# WHAT THE TASK ASKS
Reproduce exactly the lines below, from the first through the one containing "of losing it.", and nothing more.

▼

PR #142, opened 2025-02-20
Purge v1

gselzer:
This PR removes the original NDV application, and I believe that now is the right time to remove it because:
* With the merge of #114 we should now be at feature parity
* Tests specific to v1 are now failing in #141, meaning it will take active maintenance to maintain. While I haven't gotten to the bottom of these failures, I can't reproduce them easily either.

What do you think, @tlambert03?


tlambert03:
Kill it :)

PR #146, opened 2025-03-01
feat: Better histogram control (plus pygfx histogram overhaul)

gselzer:
This PR adds:
* A button to toggle the logarithmic base for the histogram. Originally, I was thinking that a slider would be nice (as I remembered @tlambert03 showing me some similar sort of functionality in Elements) but I couldn't get it to work nicely so for now the button will accomplish our goals.
* A button to reset the histogram view, because I got tired of losing it.
* A retained histogram frustum when setting the data. I find it frustrating when you pan/zoom to have a nice view of the data for that to be reset when you update the data.

To accomplish these features, some serious TLC was required to accomodate the new histogram features using pygfx. The way that we were calculating the margins was becoming increasingly complicated, so I developed a new strategy where the plot, x-axis, and y-axis are all rendered separately. This enables us to easily:
* Create one scene for canvas elements that should not move in response to user input, like the x-axis.
* Provide margins with far less computation.
The downside here is more complication in the rendering pipeline, but I think it's better than it was.

https://github.com/user-attachments/assets/ee2266fe-a63f-4772-94c7-1cc7ab096831

These controls should be ready for opinions (cc @tlambert03, @fdrgsp), but also still need to:
* [x] Resolve all `FIXME`s
* [x] Clean
* [ ] Test


tlambert03:
also great stuff here.  if implementing the slider was problematic, i'm fine with a button for now.  I was recently playing with histograms as well, and trying to apply range limits (so that the thing doesn't scroll past, for example, 0-65,535).  I think it's pretty straightforward using the 1DPanZoom camera, and updating the `rect.setter` so that you can never set the rect larger than the full range.  (we should probably only do it for integer dtypes though)

I'll have a closer look at the changes required here soon.  thanks!

gselzer:
> I was recently playing with histograms as well, and trying to apply range limits (so that the thing doesn't scroll past, for example, 0-65,535).

Let me know what you think of 5bf0f1e - could use a little polish but I think it works pretty well.

gselzer:
Particular review going to acedb6e would be worthwhile, as it adds a new field `clim_bounds` to the `LutModel`. The problem I was trying to solve here is "how do we notify each `LutView` (specifically the clims sliders and the histograms) about the maximum allowed clim?", which is both needed to solve this:

> I was recently playing with histograms as well, and trying to apply range limits (so that the thing doesn't scroll past, for example, 0-65,535)

as well as #152, which this PR would now close. However there may be a better place to store this state...

gselzer:
@tlambert03 I think this PR is probably ready for some eyes, in particular I'd like your feedback on:
* The addition of `LUTModel.clim_bounds`
* If you have any intuition on the pygfx histogram test qt leaks (see d142963)

tlambert03 (approved):
hey @gselzer,

i took a brief look at this in the time I just had available and I like everything I see.   I'm liking everything i see, and as usual: all your changes indicate a deep understanding of the system and they're all for the better.  since I'm a bit busy this week, if you want to just merge this at any point, feel free to, (or specifically ask anything else).   I'm happy with clim_bounds, and 5bf0f1e27cd7815494bf9a18b8f736d57adea06b looks fine to me. 

haven't looked too deeply at the pygfx changes. but the behavior seems good (outside of a sizing issue as shown in the screenshot below when using histogram in pygfx... i think it might need an explicit size policy?) 

Screenshot 2025-03-29 at 5 45 40 PM


I'll take a look at the leaks when I have a moment (but skipping them now is also ok with me)

tests/views/_pygfx/test_histogram.py
```diff
@@ -0,0 +1,110 @@
...
+def histogram() -> PyGFXHistogramCanvas:
+    canvas = PyGFXHistogramCanvas()
+    canvas.set_range(x=(0, 10), y=(0, 1))
+    return canvas
+
+
+# FIXME: These leaks are very consistent
+@pytest.mark.allow_leaks
+@pytest.mark.usefixtures("any_app")
+def test_interaction(model: LUTModel, histogram: PyGFXHistogramCanvas) -> None:
```
tlambert03, line 36: i think you can avoid the leak by not making this fixture.  particularly since the fixture isn't used anywhere besides a single test (and even if it was), I'd say just replace it with 

```python
histogram = PyGFXHistogramCanvas()
histogram.set_range(x=(0, 10), y=(0, 1))
```

it makes it slightly clearer whats going on (without having to look elsewhere for the fixture).  If the fixture starts to get very complex, and is reused in a lot of places... perhaps we can revisit, but I suspect it's holding on to the rendercanvas even after the test is finished

gselzer: Yes, this probably helps, however I think it was equally important to call `histogram.close()` at the end.

PR #155, opened 2025-03-16
tests: update superqt to reduce segfaults

tlambert03:
With https://github.com/pyapp-kit/superqt/pull/283 in, I think our segfaults will be mostly fixed, so this PR ~removes the retries and simplifies ci.yml~

eh... looks like there are a couple residual sporadic segfaults.   so I'm going to leave in the retries.  this just repins superqt, and updates the setup-headless-display action

### DIFF
--- a/.github/workflows/ci.yml
+++ b/.github/workflows/ci.yml
@@ -108,41 +108,13 @@ jobs:
           sudo apt-get update -y -qq
           sudo apt install -y libegl1-mesa-dev libgl1-mesa-dri libxcb-xfixes0-dev mesa-vulkan-drivers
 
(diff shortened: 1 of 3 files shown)


tlambert03:
indeed!  This seems to fix almost everything.  there is now one segfault that seems to occur with vispy and pyside on macos 12... which I'm so far unable to reproduce locally.  https://github.com/pyapp-kit/ndv/actions/runs/13885245165/job/38849778086?pr=155

so that's encouraging!

gselzer:
@tlambert03 thanks for looking into this! Will be nice to have tests passing again!

PR #158, opened 2025-03-20
feat: pygfx gamma

### LINKED ISSUE #78: Enable gamma correction with PyGFX canvas
PyGFX provides a shader-side gamma within the [renderer](https://github.com/pygfx/pygfx/blob/b865a48ae6268bd1a7c4e6e87eb23d25be2c2d61/pygfx/renderers/wgpu/engine/renderer.py#L110, but ideally we'd be able to apply gamma separately to each dataset being displayed (i.e. to each `Image` object). Unless I missed something, I don't think this is currently possible.

Naturally, we can also do it on the CPU, as @tlambert03 suggested in #76, but ideally it'd be on the GPU.

@almarklein do you have any insight here?

gselzer:
Adds gamma support to the pygfx backend:

https://github.com/user-attachments/assets/98ae0446-0a9d-47e7-a9dd-94c3ed892fc3

Closes #78

TODO:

▲

# TASK RESULT
PR #142, opened 2025-02-20
Purge v1

gselzer:
This PR removes the original NDV application, and I believe that now is the right time to remove it because:
* With the merge of #114 we should now be at feature parity
* Tests specific to v1 are now failing in #141, meaning it will take active maintenance to maintain. While I haven't gotten to the bottom of these failures, I can't reproduce them easily either.

What do you think, @tlambert03?


tlambert03:
Kill it :)

PR #146, opened 2025-03-01
feat: Better histogram control (plus pygfx histogram overhaul)

gselzer:
This PR adds:
* A button to toggle the logarithmic base for the histogram. Originally, I was thinking that a slider would be nice (as I remembered @tlambert03 showing me some similar sort of functionality in Elements) but I couldn't get it to work nicely so for now the button will accomplish our goals.
* A button to reset the histogram view, because I got tired of losing it.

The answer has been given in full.